Using -qarch options

You use the -qarch compiler option to generate instructions that are optimized for a specific machine architecture. For example, if you want to generate an object code that contains instructions optimized for POWER7, you use -qarch=pwr7. If your application runs on the same machine on which you are compiling it, you can use the -qarch=auto option, which automatically detects the specific architecture of the compiling machine, and generates code to take advantage of instructions available only on that machine (or on a system that supports the equivalent processor architecture). Otherwise, use the -qarch option to specify the smallest possible family of the machines that can run your code reasonably well.

If you want to run your application on a system architecture that provides specific feature supports, you must specify a corresponding -qarch suboption to generate the object code for your system architecture. For example, if you want to deploy your application on a POWER6™ or POWER7 machine and to fully exploit vector processing and large-page support, you must specify -qarch=pwr6 for POWER6 and -qarch=pwr7 for POWER7 on your compiling machine. Specifying -qarch=auto or -qarch does not give you the support you want. However, if you deploy your application on both POWER6 and POWER7, you must make sure that -qarch is set to the lowest common architecture. This way your application will only contain instructions that are common to all processors the application is deployed on. In this example, the lowest common architecture is POWER6 so it is best to use -qarch=pwr6. For details about -qarch and its suboptions, see -qarch in the XL C/C++ Compiler Reference. For details about the corresponding system architectures each -qarch suboption supports, see the Features support in processor architectures table in -qarch.

Using -qtune options

You use the -qtune compiler option to control the scheduling of instructions that are optimized for your machine architecture. If you specify a particular architecture with -qarch, -qtune automatically selects the suboption that generates instruction sequences with the best performance for that architecture. If you specify a group of architectures with -qarch, compiling with -qtune=auto generates code that runs on all of the architectures in the specified group, but the instruction sequences are those with the best performance on the architecture of the compiling machine.

Try to specify with -qtune the particular architecture that the compiler should target for best performance but still allow execution of the produced object file on all architectures specified in the -qarch option.

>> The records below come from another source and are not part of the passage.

PR #368, opened 2023-08-16
DM-40381: Improve mock support and fix bugs in init-input/output handling in QBB

TallJimbo:
Depends on lsst/daf_butler#879

## Checklist

- [x] ran Jenkins

### DIFF
--- a/python/lsst/pipe/base/graphBuilder.py
+++ b/python/lsst/pipe/base/graphBuilder.py
@@ -1609,7 +1609,8 @@ class _PipelineScaffolding:
         datastore_records: Mapping[str, DatastoreRecordData] | None = None
         if datastore is not None:
             datastore_records = datastore.export_records(
-                itertools.chain(
+                ref.makeCompositeRef() if ref.isComponent() else ref
+                for ref in itertools.chain(
                     self.inputs.iter_resolved_refs(),
                     self.initInputs.iter_resolved_refs(),
                     self.prerequisites.iter_resolved_refs(),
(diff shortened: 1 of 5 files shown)


python/lsst/pipe/base/graphBuilder.py
```diff
@@ -1553,6 +1547,31 @@ def resolveDatasetRefs(
...
+                # use them as inputs, or not at all.
+                for dataset_type in task.initOutputs:
+                    init_datasets = self.initIntermediates.pop(dataset_type, None)
+                    if init_datasets is not None:
+                        self.initInputs[dataset_type] = init_datasets
+                    self.initOutputs.pop(dataset_type, None)
+                # Removing the initInputs of this task from the scaffolding
+                # data structures is trickier, because the same initInput may
+                # be used by multiple tasks. This will be better addressed on
+                # DM-38498; for now we just leave them and let the QG have some
```
timj, line 1572: Maybe try to make a line match `# TODO:.*DM-38498` to follow standard form?

timj (commented):
The barren wasteland that is test coverage on this PR really makes me think that at some point we need to add coverage recording for middleware to ci_middleware so we can get some idea of what our coverage really is.

TallJimbo:
> The barren wasteland that is test coverage on this PR really makes me think that at some point we need to add coverage recording for middleware to ci_middleware so we can get some idea of what our coverage really is.

ci_middleware is already recording all of the coverage it's providing when it's run, but it's a pain to use, because you have to run it locally (and be careful about cleaning up coverage outputs from previous runs) and then do `coverage combine` and `coverage report` (or set up editor integration) yourself.  Since it doesn't run in GitHub Actions, I think we're stuck with Jenkins as our only option for coverage reporting that in a friendlier, more automated way.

For information on the valid combinations of -qarch and -qtune, see Acceptable -qarch/-qtune combinations in the -qtune section of the XL C/C++ Compiler Reference.

If you need to create a single binary that runs on a range of PowerPC® hardware, consider using the -qtune=balanced option. With this option in effect, optimization decisions made by the compiler are not targeted to a specific version of hardware. Instead, tuning decisions try to include features that are generally helpful across a broad range of hardware and avoid those optimizations that might be harmful on some hardware.
Note: You must verify the performance of code compiled with the -qtune=balanced option before distributing it.

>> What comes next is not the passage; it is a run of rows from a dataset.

PR #389, opened 2023-11-30
Dm-41203: Add pipeline subsetting control option.

natelust:
Add an option to pipeline subsetting which controls how named subsets are handled when they contain a task label which is not contained in the new subsetted pipeline.

## Checklist

- [ ] ran Jenkins


tests/test_pipelineIR.py
```diff
@@ -529,6 +531,40 @@ def testReadNamedSubsets(self):
         with self.assertRaises(ValueError):
             PipelineIR.from_string(pipeline_str)
 
+    def testSubsetttingPipeline(self):
```
leeskelvin, line 534: `ttt` typo

python/lsst/pipe/base/pipeline.py
```diff
@@ -584,6 +597,57 @@ def findSubsetsWithLabel(self, label: str) -> set[str]:
...
+    def addLabeledSubset(self, label: str, description: str, taskLabels: set[str]) -> None:
+        """Add a new labeled subset to the `Pipeline`.
+
+        Parameters
+        ----------
+        label : `str`
+            The label to assign to the subset.
+        description : `str`
+            A description of what the subset is for.
+        taskLabels : `set` of `str`
```
leeskelvin, line 619: Can/should this be:
```
`set` [`str`]
```
?

python/lsst/pipe/base/pipelineIR.py
```diff
@@ -52,6 +52,18 @@
 from lsst.utils.introspection import find_outside_stacklevel
 
 
+class PipelineSubsetCtrl(enum.Enum):
```
leeskelvin, line 55: It would be nice to add a class docstring here, to override the default Enum docstring that gets inherited instead.

python/lsst/pipe/base/pipeline.py
```diff
@@ -330,7 +332,11 @@ def from_uri(cls, uri: ResourcePathExpression) -> Pipeline:
...
 
-    def subsetFromLabels(self, labelSpecifier: LabelSpecifier) -> Pipeline:
+    def subsetFromLabels(
+        self,
+        labelSpecifier: LabelSpecifier,
+        subsetCtrl: pipelineIR.PipelineSubsetCtrl = PipelineSubsetCtrl.DROP,
+    ) -> Pipeline:
         """Subset a pipeline to contain only labels specified in labelSpecifier
 
         Parameters
```
leeskelvin, line 342: You need to add the `subsetCtrl` parameter to the docstring here too.

python/lsst/pipe/base/pipeline.py
```diff
@@ -342,6 +348,13 @@ def subsetFromLabels(self, labelSpecifier: LabelSpecifier) -> Pipeline:
         -------
         pipeline : `Pipeline`
             A new pipeline object that is a subset of the old pipeline
+        subsetCtrl : `PipelineSubsetCtrl`
```
leeskelvin, line 351: Should this be here? I think it needs to move up.

python/lsst/pipe/base/pipelineIR.py
```diff
@@ -651,6 +670,14 @@ def process_args(argument: str | dict) -> dict:
...
                 if "instrument" in argument and argument["instrument"] == "None":
                     argument["instrument"] = None
+                if "labeledSubsetModifyMode" in argument:
+                    match argument["labeledSubsetModifyMode"]:
+                        case "DROP":
+                            argument["labeledSubsetModifyMode"] = PipelineSubsetCtrl.DROP
+                        case "EDIT":
+                            argument["labeledSubsetModifyMode"] = PipelineSubsetCtrl.EDIT
+                        case unknown:
+                            raise ValueError(f"{unknown} is not a valid mode for labeledSubsetModifyMode")
```
leeskelvin, line 680: If you're in a unit-testing kind of mood, you could also add one to cover this raise? I won't object if you don't want to however.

The main difference between using -qtune=balanced and -qtune=auto is that, with -qtune=auto and a specified -qarch suboption, the compiler generates instructions that are optimized for that specified versions of hardware architecture and might not perform well on others. For example, if you want to use -qtune=auto to generate optimized instructions that are deployable on a POWER7 machine, you use -qarch=pwr7 -qtune=auto. To generate instructions that perform reasonably well across a range of Power hardware, use -qtune=balanced instead. For details, see -qtune in the XL C/C++ Compiler Reference.

Using -qcache options

Before using the -qcache option, use the -qlistopt option to generate a listing of the current settings and verify if they are satisfactory. If you decide to specify your own -qcache suboptions, use -qhot or -qsmp along with it. For the full set of suboptions, option syntax, and guidelines for use, see -qcache.